Researchers believe that friends and family are more likely to rally round and help as the weather turns colder and are on hand to offer greater psychological support.
In contrast social engagements often pick up in the summer months, leaving new mums feeling abandoned at home.
"We wanted to find out whether there are certain factors influencing the risk of developing postpartum depression that may be avoided to improve women's health both physically and mentally," said Jie Zhou, from Brigham and Women's Hospital in the US.
"We have a few theories. Delivery will typically confine mothers to indoor activities with the newborn babies. It is naturally occurring for postpartum women in winter. Holiday season in the winter is very enjoyable," Zhou said.
"Literature has linked postpartum depression to Vitamin D. Its storage may deplete in a few months without proper supplement or sun exposure, which could be related," he said.

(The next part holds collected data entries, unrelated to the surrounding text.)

PR #877, opened 2023-02-01
Specify encoding when saving file on disk

mstn:
Converter returns now also info on file encoding when an encoding different from `utf-8` should be used.
* If converter output specifies an encoding, use that encoding
* Otherwise default to `utf-8`.

### DIFF
--- a/robocorp-code/vscode-client/src/conversion.ts
+++ b/robocorp-code/vscode-client/src/conversion.ts
@@ -360,9 +360,13 @@ export async function convertAndSaveResults(
 
                 const filesWritten: string[] = [];
 
-                async function handleOutputFile(file: string, content: string): Promise<void> {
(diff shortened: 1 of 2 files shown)


robocorp-code/vscode-client/src/conversion.ts
```diff
@@ -374,7 +378,13 @@ export async function convertAndSaveResults(
...
+                            tasks.push(
+                                handleOutputFile(
+                                    join(result.outputDir, f.filename),
+                                    f.content,
+                                    f.encoding as BufferEncoding
+                                )
+                            );
                         }
                     }
                     const images = okResult?.images;
```
fabioz, line 390: A question: should the `handleOutputFile` for the images have `binary` by default?

(do we even use those?)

Researchers also found that other factors influencing post-natal depression were length of pregnancy, having an epidural and body mass index (BMI).
The team reviewed the medical records of 20,169 women who delivered babies between June 2015 and August 2017. Of the total, 817 (4.1 per cent) suffered from depressed mood, 'The Telegraph' reported.
"Why giving birth in winter or spring should have a positive effect is not known but could be linked to the "seasonal enjoyment of indoor activities mothers experience with newborns," researchers said.
"The influence of season on the incidence of post-natal depression may be due to better care and more psychological support from other people in harsh weather situations," they said.